* Problem requirements: Your task is to copy every line below that contains the word "found".

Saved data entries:
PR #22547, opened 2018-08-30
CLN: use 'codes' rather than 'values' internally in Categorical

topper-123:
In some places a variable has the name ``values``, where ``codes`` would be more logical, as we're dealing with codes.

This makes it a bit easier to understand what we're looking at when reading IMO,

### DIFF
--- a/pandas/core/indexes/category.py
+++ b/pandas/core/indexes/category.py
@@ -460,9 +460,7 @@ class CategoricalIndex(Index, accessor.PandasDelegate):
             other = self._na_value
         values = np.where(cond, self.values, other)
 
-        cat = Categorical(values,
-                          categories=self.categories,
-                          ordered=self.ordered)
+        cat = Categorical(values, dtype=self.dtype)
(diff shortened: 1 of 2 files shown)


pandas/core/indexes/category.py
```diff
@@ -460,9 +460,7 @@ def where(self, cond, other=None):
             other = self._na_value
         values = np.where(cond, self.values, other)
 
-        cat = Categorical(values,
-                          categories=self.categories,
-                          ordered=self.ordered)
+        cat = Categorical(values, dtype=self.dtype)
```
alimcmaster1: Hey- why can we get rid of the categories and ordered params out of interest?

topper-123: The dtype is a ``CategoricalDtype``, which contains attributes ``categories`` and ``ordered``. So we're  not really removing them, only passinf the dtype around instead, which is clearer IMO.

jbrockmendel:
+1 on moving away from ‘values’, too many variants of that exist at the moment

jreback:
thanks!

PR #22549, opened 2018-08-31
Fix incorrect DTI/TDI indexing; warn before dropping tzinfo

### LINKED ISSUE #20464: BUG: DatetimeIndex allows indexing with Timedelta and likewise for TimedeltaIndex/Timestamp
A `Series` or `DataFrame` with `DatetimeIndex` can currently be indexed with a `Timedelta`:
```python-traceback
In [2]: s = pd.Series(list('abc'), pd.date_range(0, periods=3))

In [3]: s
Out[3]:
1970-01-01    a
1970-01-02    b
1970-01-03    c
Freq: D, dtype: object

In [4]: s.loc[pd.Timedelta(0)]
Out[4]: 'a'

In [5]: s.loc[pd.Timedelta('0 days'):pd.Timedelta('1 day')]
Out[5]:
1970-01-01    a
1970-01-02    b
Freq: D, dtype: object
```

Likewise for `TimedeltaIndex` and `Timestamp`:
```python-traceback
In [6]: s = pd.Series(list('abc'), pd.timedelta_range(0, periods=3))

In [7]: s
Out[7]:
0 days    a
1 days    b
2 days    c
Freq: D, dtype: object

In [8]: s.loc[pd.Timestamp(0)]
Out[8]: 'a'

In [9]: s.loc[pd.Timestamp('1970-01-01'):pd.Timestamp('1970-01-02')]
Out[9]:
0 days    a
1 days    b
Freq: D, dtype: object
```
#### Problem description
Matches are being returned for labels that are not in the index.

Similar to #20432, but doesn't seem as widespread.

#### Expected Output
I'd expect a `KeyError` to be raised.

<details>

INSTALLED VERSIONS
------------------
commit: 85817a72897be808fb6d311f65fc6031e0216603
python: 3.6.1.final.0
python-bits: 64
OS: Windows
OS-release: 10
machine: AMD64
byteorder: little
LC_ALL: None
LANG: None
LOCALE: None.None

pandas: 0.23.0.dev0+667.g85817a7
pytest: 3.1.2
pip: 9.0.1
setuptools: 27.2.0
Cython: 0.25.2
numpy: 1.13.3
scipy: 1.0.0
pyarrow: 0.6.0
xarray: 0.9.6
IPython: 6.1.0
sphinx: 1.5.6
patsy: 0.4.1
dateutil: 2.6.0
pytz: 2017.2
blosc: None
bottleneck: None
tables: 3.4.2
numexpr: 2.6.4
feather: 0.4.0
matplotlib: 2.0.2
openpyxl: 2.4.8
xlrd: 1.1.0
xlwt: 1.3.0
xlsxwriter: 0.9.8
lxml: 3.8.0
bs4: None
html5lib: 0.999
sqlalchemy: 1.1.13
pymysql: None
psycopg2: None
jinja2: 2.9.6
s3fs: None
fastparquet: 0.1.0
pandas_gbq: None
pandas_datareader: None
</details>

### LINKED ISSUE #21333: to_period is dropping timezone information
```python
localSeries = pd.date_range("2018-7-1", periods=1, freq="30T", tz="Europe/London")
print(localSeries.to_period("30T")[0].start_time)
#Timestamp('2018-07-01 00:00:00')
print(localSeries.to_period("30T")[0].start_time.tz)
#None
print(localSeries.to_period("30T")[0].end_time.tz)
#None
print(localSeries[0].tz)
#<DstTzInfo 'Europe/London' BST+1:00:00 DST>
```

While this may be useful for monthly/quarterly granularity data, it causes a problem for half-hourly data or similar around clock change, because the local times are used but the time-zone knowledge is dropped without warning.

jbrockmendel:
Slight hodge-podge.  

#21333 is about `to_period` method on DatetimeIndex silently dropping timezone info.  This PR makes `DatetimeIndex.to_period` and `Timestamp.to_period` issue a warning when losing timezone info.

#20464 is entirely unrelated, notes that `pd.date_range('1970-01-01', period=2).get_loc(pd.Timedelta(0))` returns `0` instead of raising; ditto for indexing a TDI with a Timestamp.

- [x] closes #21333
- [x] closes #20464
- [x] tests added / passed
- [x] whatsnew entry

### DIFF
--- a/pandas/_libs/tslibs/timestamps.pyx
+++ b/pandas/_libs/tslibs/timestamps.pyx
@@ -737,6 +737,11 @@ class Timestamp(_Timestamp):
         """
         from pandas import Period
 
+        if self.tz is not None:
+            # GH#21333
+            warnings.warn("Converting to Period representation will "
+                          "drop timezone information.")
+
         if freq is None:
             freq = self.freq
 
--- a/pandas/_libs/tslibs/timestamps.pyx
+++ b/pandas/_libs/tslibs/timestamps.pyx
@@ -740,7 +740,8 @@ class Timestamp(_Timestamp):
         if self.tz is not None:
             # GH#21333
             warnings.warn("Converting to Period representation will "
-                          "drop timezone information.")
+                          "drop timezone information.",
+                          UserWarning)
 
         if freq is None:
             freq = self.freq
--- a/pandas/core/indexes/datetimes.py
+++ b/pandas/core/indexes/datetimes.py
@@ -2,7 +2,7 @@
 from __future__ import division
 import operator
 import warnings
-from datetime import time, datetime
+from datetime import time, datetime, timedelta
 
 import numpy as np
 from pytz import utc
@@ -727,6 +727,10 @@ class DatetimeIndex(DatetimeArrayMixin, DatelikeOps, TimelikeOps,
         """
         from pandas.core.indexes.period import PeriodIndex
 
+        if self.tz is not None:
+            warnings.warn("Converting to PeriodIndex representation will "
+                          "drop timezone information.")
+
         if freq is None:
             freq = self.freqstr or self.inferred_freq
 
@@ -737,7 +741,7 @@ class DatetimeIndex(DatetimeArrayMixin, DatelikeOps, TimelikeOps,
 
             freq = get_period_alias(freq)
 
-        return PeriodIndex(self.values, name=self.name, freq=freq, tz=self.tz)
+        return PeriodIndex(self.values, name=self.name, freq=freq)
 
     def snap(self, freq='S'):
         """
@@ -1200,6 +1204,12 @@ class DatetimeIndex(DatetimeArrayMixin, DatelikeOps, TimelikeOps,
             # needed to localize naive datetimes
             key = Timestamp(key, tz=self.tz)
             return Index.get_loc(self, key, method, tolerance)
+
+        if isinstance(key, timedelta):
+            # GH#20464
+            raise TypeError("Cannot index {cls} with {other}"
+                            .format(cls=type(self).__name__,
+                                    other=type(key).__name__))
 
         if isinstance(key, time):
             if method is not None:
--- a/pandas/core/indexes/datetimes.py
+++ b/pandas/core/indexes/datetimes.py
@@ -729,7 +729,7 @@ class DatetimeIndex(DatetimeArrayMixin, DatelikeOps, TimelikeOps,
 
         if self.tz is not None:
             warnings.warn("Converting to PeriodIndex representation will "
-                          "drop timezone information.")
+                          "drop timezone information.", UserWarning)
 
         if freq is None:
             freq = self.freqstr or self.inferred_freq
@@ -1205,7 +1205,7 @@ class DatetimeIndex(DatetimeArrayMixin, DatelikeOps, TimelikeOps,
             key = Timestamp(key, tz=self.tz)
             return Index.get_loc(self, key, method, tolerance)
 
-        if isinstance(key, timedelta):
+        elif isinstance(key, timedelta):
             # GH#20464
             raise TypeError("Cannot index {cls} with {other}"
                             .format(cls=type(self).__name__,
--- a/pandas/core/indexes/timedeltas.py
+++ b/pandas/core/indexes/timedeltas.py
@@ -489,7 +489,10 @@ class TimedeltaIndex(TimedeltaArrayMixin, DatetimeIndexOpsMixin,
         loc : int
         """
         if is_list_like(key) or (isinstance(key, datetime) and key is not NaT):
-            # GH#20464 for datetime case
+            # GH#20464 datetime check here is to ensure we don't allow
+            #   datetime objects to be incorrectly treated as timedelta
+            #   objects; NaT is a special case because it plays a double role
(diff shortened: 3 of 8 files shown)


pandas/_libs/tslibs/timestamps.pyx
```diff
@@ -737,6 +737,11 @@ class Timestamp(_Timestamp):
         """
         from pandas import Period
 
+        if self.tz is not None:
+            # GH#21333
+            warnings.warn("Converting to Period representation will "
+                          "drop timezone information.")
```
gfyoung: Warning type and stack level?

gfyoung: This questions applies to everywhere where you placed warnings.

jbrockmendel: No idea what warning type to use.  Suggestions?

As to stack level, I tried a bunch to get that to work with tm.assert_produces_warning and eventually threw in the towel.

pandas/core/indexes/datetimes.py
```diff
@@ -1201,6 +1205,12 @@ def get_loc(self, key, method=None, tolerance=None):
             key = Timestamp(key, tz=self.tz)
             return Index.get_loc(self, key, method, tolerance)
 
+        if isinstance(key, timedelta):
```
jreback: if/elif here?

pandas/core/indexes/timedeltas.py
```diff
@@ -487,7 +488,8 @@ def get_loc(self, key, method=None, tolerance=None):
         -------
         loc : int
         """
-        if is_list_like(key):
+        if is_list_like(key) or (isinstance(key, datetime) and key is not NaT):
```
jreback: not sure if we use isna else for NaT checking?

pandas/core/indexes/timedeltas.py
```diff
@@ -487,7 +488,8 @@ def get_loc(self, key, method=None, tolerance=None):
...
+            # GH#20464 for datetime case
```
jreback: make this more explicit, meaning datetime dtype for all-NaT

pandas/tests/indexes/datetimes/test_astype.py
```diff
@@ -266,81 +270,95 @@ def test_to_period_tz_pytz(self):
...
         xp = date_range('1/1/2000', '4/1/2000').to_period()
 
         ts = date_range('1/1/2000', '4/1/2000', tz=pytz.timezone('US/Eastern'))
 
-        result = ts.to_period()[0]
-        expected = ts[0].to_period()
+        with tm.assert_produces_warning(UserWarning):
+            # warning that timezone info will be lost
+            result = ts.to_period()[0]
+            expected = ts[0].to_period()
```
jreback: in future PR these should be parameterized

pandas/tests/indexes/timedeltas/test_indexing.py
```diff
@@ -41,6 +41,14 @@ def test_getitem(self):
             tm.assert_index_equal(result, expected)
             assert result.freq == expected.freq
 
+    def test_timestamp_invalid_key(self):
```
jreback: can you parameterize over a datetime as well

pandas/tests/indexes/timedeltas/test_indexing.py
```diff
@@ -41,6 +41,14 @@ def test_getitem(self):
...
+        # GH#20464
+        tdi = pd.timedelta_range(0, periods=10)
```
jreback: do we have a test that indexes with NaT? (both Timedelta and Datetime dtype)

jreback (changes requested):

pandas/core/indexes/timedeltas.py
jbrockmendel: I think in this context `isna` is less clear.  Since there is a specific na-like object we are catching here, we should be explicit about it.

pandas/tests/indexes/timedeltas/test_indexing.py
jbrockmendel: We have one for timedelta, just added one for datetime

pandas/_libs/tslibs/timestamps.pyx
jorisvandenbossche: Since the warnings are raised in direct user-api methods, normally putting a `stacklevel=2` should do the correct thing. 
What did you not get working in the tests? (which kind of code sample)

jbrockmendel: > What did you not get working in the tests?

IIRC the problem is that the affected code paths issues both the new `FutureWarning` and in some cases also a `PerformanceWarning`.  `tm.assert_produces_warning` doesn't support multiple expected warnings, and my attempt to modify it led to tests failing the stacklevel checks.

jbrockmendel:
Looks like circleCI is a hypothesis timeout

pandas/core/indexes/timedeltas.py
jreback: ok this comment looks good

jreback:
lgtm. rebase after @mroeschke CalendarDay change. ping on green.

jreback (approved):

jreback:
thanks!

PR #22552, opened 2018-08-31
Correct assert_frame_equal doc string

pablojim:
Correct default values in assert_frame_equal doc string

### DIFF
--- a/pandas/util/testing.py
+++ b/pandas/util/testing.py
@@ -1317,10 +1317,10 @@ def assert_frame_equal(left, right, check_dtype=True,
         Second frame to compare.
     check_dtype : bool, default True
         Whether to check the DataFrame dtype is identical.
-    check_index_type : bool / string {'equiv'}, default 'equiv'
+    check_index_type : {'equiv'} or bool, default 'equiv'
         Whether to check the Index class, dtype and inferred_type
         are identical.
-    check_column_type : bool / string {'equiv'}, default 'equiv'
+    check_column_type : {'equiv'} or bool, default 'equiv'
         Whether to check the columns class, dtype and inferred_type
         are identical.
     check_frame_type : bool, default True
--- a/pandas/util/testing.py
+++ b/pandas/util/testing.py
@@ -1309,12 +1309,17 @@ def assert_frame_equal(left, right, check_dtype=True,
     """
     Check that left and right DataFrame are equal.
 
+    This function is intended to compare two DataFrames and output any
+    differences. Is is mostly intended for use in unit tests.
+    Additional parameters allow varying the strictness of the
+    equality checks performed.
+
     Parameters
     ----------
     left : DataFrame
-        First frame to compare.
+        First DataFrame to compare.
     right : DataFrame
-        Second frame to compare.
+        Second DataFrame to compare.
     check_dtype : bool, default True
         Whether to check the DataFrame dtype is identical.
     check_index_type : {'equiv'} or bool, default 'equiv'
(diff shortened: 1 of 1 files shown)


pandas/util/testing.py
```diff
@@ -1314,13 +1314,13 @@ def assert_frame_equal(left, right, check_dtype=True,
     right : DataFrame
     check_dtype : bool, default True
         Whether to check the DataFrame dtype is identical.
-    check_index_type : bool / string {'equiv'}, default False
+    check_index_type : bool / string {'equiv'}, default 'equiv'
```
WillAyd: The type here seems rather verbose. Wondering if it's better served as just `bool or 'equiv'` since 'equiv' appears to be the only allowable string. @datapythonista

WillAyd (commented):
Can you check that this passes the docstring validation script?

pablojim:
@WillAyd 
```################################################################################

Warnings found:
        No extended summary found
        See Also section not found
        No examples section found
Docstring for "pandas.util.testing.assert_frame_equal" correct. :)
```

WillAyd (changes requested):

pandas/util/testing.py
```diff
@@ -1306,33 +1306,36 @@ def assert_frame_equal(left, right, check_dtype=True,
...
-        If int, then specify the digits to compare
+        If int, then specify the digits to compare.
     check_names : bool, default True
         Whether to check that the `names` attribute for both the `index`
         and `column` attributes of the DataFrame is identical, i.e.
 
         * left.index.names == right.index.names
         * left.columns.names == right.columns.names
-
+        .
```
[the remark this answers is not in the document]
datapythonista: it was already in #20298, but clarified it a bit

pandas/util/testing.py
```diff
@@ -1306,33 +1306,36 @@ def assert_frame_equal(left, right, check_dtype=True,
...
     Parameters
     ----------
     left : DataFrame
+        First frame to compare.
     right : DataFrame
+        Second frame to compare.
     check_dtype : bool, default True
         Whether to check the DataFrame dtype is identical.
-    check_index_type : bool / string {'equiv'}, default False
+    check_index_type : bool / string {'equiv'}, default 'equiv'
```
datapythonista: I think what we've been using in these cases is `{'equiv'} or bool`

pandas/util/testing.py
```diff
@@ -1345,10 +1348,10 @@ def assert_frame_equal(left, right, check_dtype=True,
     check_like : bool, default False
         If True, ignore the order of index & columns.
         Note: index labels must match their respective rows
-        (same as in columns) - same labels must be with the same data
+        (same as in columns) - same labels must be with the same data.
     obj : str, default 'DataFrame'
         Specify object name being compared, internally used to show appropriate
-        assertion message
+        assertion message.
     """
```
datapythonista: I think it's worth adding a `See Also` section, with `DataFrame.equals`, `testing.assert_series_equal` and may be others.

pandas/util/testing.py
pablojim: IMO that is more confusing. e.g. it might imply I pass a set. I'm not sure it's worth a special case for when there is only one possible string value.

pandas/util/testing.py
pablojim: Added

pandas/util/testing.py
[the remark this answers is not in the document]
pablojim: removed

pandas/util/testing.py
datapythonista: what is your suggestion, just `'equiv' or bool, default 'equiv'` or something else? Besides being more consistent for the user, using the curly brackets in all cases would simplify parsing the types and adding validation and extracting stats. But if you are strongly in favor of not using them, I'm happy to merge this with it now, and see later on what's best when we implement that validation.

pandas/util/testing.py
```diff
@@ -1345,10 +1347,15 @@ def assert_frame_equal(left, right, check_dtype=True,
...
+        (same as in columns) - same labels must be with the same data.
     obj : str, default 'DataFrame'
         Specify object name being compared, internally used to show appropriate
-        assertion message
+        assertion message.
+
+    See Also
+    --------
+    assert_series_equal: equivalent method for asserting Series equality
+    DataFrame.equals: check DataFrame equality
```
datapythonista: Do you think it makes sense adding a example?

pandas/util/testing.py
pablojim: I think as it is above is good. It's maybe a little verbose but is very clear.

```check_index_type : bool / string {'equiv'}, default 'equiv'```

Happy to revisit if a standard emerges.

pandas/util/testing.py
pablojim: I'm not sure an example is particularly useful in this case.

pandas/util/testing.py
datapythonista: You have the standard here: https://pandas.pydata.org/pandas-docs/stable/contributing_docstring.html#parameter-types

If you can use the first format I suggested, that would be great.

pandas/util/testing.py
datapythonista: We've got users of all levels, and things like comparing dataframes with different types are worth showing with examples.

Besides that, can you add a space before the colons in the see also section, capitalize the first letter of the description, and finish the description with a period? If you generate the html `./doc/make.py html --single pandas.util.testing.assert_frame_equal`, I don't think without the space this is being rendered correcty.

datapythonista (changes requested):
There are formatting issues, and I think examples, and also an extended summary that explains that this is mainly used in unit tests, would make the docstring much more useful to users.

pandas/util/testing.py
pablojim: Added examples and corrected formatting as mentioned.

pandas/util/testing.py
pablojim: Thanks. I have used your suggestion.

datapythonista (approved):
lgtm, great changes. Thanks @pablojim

* Your response:
Warnings found:
        No extended summary found
        See Also section not found
        No examples section found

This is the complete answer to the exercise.